Start, interact with, and end a packet build — outpack_packet

Start a packet build (outpack_packet_start), end one (outpack_packet_cancel, outpack_packet_end) and interact with one (outpack_packet_use_dependency, outpack_packet_run)

outpack_packet_start(
  path,
  name,
  parameters = NULL,
  id = NULL,
  logging_console = NULL,
  logging_threshold = NULL,
  root = NULL
)

outpack_packet_cancel(packet)

outpack_packet_end(packet, insert = TRUE)

outpack_packet_run(packet, script, envir = .GlobalEnv)

outpack_packet_use_dependency(packet, query, files, search_options = NULL)

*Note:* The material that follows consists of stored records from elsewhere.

PR #1673, opened 2026-02-15
`feat`: add `Entire` Session Search example

Haleshot:
Semantic search over AI coding sessions captured by [Entire](https://entire.io/), powered by CocoIndex's `v1` async APIs.                               
                                                                                                                                  
Showcases `mount_each`, `map`, `TableTarget`, `ContextKey`, and _memo-based_ caching with a real-world use case; searching across accumulated coding (/agentic) sessions for things like "how did I fix that auth bug" or "which session touched the config parser?", etc. 

Will update this as I test with more sessions locally. Also planning a blog post around this if you deem it worthy of one.

cc: @khaong, @Soph: hope you don't mind the ping! I've been using [`entire/cli`](https://github.com/entireio/cli) to capture my coding sessions and figured the [checkpoint format](https://docs.entire.io/web/checkpoints) would be a nice fit for CocoIndex's incremental pipelines; sessions accumulate over time, and CocoIndex only _reprocesses_ what changed. Seemed to make sense with a mental model initially, so I built this out. Would love to hear if anything looks off _w.r.t._ the checkpoint format assumptions.

### DIFF
--- a/examples/entire_session_search/.env
+++ b/examples/entire_session_search/.env
@@ -1,1 +1,5 @@
 COCOINDEX_DB=./cocoindex.db
+POSTGRES_URL=postgres://cocoindex:cocoindex@localhost/cocoindex
+
+# Fallback to CPU for operations not supported by MPS on Mac.
+PYTORCH_ENABLE_MPS_FALLBACK=1


examples/entire_session_search/.env
```diff
@@ -0,0 +1,6 @@
+COCOINDEX_DB=postgres://cocoindex:cocoindex@localhost/cocoindex
```
georgeh0: We no longer use Postgres for CocoIndex internal database in v1. This needs to be a local file, e.g. `./cocoindex.db`

examples/entire_session_search/main.py
```diff
@@ -0,0 +1,376 @@
...
+    emb_table: postgres.TableTarget[SessionEmbeddingRow],
+    meta_table: postgres.TableTarget[SessionMetadataRow],
+) -> None:
+    info = extract_session_info(file)
+    filename = file.file_path.path.name
+
+    if filename == "full.jsonl":
+        content = file.read_text()
+        chunks = parse_transcript(content)
+        id_gen = IdGenerator()
```
georgeh0: Consider creating `IdGenerator()` outside all branches (before the `if`).

examples/entire_session_search/main.py
```diff
@@ -0,0 +1,376 @@
...
+
+        while True:
+            q = input("Enter search query (or Enter to quit): ").strip()
+            if not q:
+                break
+            await query_once(pool, q)
+
+
+if __name__ == "__main__":
+    if len(sys.argv) > 1 and sys.argv[1] == "query":
```
georgeh0: Actually we don't need users to provide `query` as `argv[1]`, since it only supports query when running as main.

examples/entire_session_search/.env
Haleshot: Done, matched the v1 storage approach w/ `./cocoindex.db`.

examples/entire_session_search/main.py
Haleshot: Removed the query subcommand; `python main.py` now drops straight into the search (with _optional_ inline args like python main.py "search term"). This felt more consistent.

Does this work?

Haleshot:
Ah, I meant to add a video walkthrough of this example in the PR description. I think I'll create an issue in the [`blog-proposal`](https://github.com/cocoindex-io/blog-proposal) repo now and add it there.

Thanks for the review :)

examples/entire_session_search/main.py
```diff
@@ -0,0 +1,373 @@
...
+    """Extract checkpoint_id and session_index from file path.
+
+    Entire layout: <shard>/<checkpoint_id>/<session_idx>/<filename>
+    """
+    parts = file.file_path.path.parts
+    # parts[-1] is the filename, [-2] is session_index, [-3] is checkpoint_id
+    return SessionInfo(
+        checkpoint_id=parts[-3],
+        session_index=parts[-2],
+    )
```
Soph, line 111: This is not correct. The checkpoint id is sharded yes, but the `<shard>` is part of the id, so the correct code would be: 

```  
  return SessionInfo(
      checkpoint_id=parts[-4] + parts[-3],  # "a3" + "b2c4d5e6f7" = "a3b2c4d5e6f7"
      session_index=parts[-2],
  )
```

examples/entire_session_search/main.py
```diff
@@ -0,0 +1,373 @@
...
+        meta_table.declare_row(
+            row=SessionMetadataRow(
+                checkpoint_id=info.checkpoint_id,
+                session_index=info.session_index,
+                prompt_summary=prompt_summary,
+                total_tokens=total_tokens,
+                files_touched=files_touched_str,
+                agent_percentage=agent_pct,
+            ),
+        )
```
Soph, line 270:
```suggestion
    elif filename == "metadata.json":
        content = file.read_text()
        try:
            meta = json.loads(content)
        except json.JSONDecodeError:
            return
  
        # Use summary.intent if available, otherwise empty
        summary = meta.get("summary", {})
        prompt_summary = summary.get("intent", "")
  
        # Token usage is nested
        token_usage = meta.get("token_usage", {})
        input_t = token_usage.get("input_tokens", 0) or 0
        output_t = token_usage.get("output_tokens", 0) or 0
        total_tokens = input_t + output_t
  
        # Files touched is correct
        files_touched = meta.get("files_touched", [])
  
        # Agent percentage is nested in initial_attribution
        initial_attr = meta.get("initial_attribution", {})
        agent_pct = initial_attr.get("agent_percentage")
```

I think this is the more correct parsing of the values.

But also a caveat: If the agent or the user decides to split the outcome of a single prompt into multiple commits the current design will create a checkpoint for each commit but the content of the checkpoint will be basically the same for each. The reason for that is, that we want to make it easy to go from a commit to the relevant session / data and then do deduplication later if needed. So if you look at 2 commits coming out of a single prompt and then just add up tokens you get twice the tokens.

examples/entire_session_search/README.md
```diff
@@ -0,0 +1,98 @@
...
+    parse --> embed[SentenceTransformer]
+    embed_prompt --> embed
+    split --> embed
+    embed --> emb_table[(session_embeddings)]
+```
+
+## Entire checkpoint layout
+
+```
+<shard>/<checkpoint_id>/<session_idx>/
```
Soph, line 92:
```suggestion
<checkpoint_id[:2]>/<checkpoint_id[2:]>/<session_idx>/
```

examples/entire_session_search/main.py
```diff
@@ -0,0 +1,373 @@
...
+
+# ---------------------------------------------------------------------------
+# Helpers
+# ---------------------------------------------------------------------------
+
+
+def extract_session_info(file: FileLike) -> SessionInfo:
+    """Extract checkpoint_id and session_index from file path.
+
+    Entire layout: <shard>/<checkpoint_id>/<session_idx>/<filename>
```
Soph, line 104:
```suggestion
    Entire layout: <checkpoint_id[:2]>/<checkpoint_id[2:]>/<session_idx>/
```

examples/entire_session_search/main.py
Haleshot: Thanks for the catch; I had read the sharding as a separate directory prefix rather than the first 2 chars of the ID itself.

_Fixed as suggested_

examples/entire_session_search/main.py
Haleshot: Good to know _re:_ the multi-commit approach.

In this example `total_tokens` is stored per checkpoint and only used for display / filtering on individual sessions, so there's no _cross-checkpoint aggregation_ happening (doesn't affect us here?); worth adding a note in the README though...

Haleshot:
Thanks for reviewing after merge, appreciate it! Drawing up a _follow-up_ PR with the changes suggested soon.

badmonster0:
@Soph thanks a lot for the review,  @Haleshot thanks a lot for the follow up, looking forward to it!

outpack_packet_add_custom(packet, application, data, schema = NULL)

Arguments

path: Path to the build / output directory.
name: The name of the packet
parameters: Optionally, a named list of parameters. The names must be unique, and the values must all be non-NA scalar atomics (logical, integer, numeric, character)
id: Optionally, an outpack id via outpack_id. If not given a new id will be generated.
logging_console: Optional logical, indicating if we should override the root's default in logging to the console. A value of NULL uses the root value, TRUE enables console output even when this is suppressed by the root, and FALSE disables it even when this is enabled by the root.
logging_threshold: Optional log threshold, indicating if we override the root's default in logging to the console. A value of NULL uses the root value, otherwise use info, debug or trace (in increasing order of verbosity).
root: The outpack root. Will be searched for from the current directory if not given.
packet: A packet object
insert: Logical, indicating if we should insert the packet into the store. This is the default and generally what you want. The use-case we have for insert = FALSE is where you want to write out all metadata after a failure, and in this case you would not want to do a final insertion into the outpack archive. When insert = FALSE, we write out the json metadata that would have been written as outpack.json within the packet working directory. Note that this skips a lot of validation (for example, validating that all files exist and that files marked immutable have not been changed)
script: Path to the script within the packet directory (a relative path). This function can be safely called multiple times within a single packet run (or zero times!) as needed.
envir: Environment in which to run the script
query: An outpack_query object, or something (e.g., a string) that can be trivially converted into one.
files: A named character vector of files; the name corresponds to the name within the current packet, while the value corresponds to the name within the upstream packet
search_options: Optional search options for restricting the search (see outpack_search for details)
application: The name of the application (used to organise the data and query it later, see Details)
data: Additional metadata to add to the packet. This must be a string representing already-serialised json data.
schema: Optionally, but recommended, a schema to validate data against. Validation will only happen if the option outpack.schema_validate is TRUE, as for the main schema validation. Will be passed to jsonvalidate::json_schema, so can be a string containing the schema or a path to the schema.

Value

Invisibly, a copy of the packet data; this can be passed as the packet argument.

Running scripts

R does not make it extremely easy to "run" a script while collecting output and warnings in a nice way; this is something you may be familiar with when running scripts through things like knitr where differences in behaviour between running from within knitr and R are not uncommon. If you see any behaviour which feels very different to what you expect please let us know.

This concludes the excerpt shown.